Saved entries

*** Begin section ***

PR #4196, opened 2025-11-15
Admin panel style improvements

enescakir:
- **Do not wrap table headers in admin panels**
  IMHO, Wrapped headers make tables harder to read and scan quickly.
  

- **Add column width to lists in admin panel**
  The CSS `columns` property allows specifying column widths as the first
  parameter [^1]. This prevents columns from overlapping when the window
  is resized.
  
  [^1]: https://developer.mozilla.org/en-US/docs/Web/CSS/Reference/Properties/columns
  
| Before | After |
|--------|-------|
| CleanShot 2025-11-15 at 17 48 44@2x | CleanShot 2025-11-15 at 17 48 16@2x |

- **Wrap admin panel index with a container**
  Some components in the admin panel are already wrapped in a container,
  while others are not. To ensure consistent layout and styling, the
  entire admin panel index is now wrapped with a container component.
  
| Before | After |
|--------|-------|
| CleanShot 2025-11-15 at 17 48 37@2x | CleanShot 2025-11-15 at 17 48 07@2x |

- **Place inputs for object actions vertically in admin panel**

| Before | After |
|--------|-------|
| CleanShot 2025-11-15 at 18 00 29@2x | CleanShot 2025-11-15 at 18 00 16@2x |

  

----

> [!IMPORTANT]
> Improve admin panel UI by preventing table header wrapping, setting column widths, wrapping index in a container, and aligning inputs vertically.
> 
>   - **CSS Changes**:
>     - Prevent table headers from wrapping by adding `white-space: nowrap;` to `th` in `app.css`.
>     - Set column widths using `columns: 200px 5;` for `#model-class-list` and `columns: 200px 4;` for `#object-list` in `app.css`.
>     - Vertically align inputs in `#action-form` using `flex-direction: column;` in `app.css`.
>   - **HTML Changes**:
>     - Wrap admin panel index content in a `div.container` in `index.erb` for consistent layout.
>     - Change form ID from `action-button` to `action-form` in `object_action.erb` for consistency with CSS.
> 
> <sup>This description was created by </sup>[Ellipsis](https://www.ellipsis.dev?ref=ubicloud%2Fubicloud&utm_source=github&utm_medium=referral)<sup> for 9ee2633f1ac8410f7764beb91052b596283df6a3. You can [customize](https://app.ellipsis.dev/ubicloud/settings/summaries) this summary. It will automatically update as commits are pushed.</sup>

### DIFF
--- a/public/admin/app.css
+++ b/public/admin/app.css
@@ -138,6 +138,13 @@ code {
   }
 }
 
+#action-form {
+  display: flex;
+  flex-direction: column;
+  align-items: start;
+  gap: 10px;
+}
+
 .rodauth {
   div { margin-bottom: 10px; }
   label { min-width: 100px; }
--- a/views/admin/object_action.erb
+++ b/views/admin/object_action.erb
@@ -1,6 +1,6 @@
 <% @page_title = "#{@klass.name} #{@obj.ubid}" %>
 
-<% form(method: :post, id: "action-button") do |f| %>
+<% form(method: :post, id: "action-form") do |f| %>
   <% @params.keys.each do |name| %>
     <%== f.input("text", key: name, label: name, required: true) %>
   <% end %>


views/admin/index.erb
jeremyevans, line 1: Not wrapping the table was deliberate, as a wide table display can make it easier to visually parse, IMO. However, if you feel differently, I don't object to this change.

*** End section ***

PROBLEM REQUIREMENTS
Check each line of the records above for "with", and copy those that have it.

ANSWER SPACE
- **Wrap admin panel index with a container**
  entire admin panel index is now wrapped with a container component.
>     - Change form ID from `action-button` to `action-form` in `object_action.erb` for consistency with CSS.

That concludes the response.